YOUR OBJECTIVE:
Reproduce the entries. Each one must match the original exactly.
+ + +
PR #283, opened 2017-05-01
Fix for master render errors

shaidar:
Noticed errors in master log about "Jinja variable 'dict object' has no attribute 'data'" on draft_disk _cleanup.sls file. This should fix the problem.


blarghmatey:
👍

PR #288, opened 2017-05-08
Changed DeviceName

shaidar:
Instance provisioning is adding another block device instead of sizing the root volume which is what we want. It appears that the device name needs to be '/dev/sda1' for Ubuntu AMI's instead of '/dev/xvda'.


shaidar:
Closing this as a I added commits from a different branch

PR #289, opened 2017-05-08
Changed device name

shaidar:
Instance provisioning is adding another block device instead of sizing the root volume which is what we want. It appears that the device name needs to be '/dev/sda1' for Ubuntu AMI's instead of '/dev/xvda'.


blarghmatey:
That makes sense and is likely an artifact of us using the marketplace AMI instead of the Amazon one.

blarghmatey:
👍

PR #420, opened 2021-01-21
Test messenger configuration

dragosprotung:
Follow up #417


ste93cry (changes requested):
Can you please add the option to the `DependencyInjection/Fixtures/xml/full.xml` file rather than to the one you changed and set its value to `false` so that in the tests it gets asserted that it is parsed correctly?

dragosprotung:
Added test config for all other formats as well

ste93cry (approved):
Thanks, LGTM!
+ + +
EXPECTED ANSWER:
PR #283, opened 2017-05-01
Fix for master render errors

shaidar:
Noticed errors in master log about "Jinja variable 'dict object' has no attribute 'data'" on draft_disk _cleanup.sls file. This should fix the problem.


blarghmatey:
👍

PR #288, opened 2017-05-08
Changed DeviceName

shaidar:
Instance provisioning is adding another block device instead of sizing the root volume which is what we want. It appears that the device name needs to be '/dev/sda1' for Ubuntu AMI's instead of '/dev/xvda'.


shaidar:
Closing this as a I added commits from a different branch

PR #289, opened 2017-05-08
Changed device name

shaidar:
Instance provisioning is adding another block device instead of sizing the root volume which is what we want. It appears that the device name needs to be '/dev/sda1' for Ubuntu AMI's instead of '/dev/xvda'.


blarghmatey:
That makes sense and is likely an artifact of us using the marketplace AMI instead of the Amazon one.

blarghmatey:
👍

PR #420, opened 2021-01-21
Test messenger configuration

dragosprotung:
Follow up #417


ste93cry (changes requested):
Can you please add the option to the `DependencyInjection/Fixtures/xml/full.xml` file rather than to the one you changed and set its value to `false` so that in the tests it gets asserted that it is parsed correctly?

dragosprotung:
Added test config for all other formats as well

ste93cry (approved):
Thanks, LGTM!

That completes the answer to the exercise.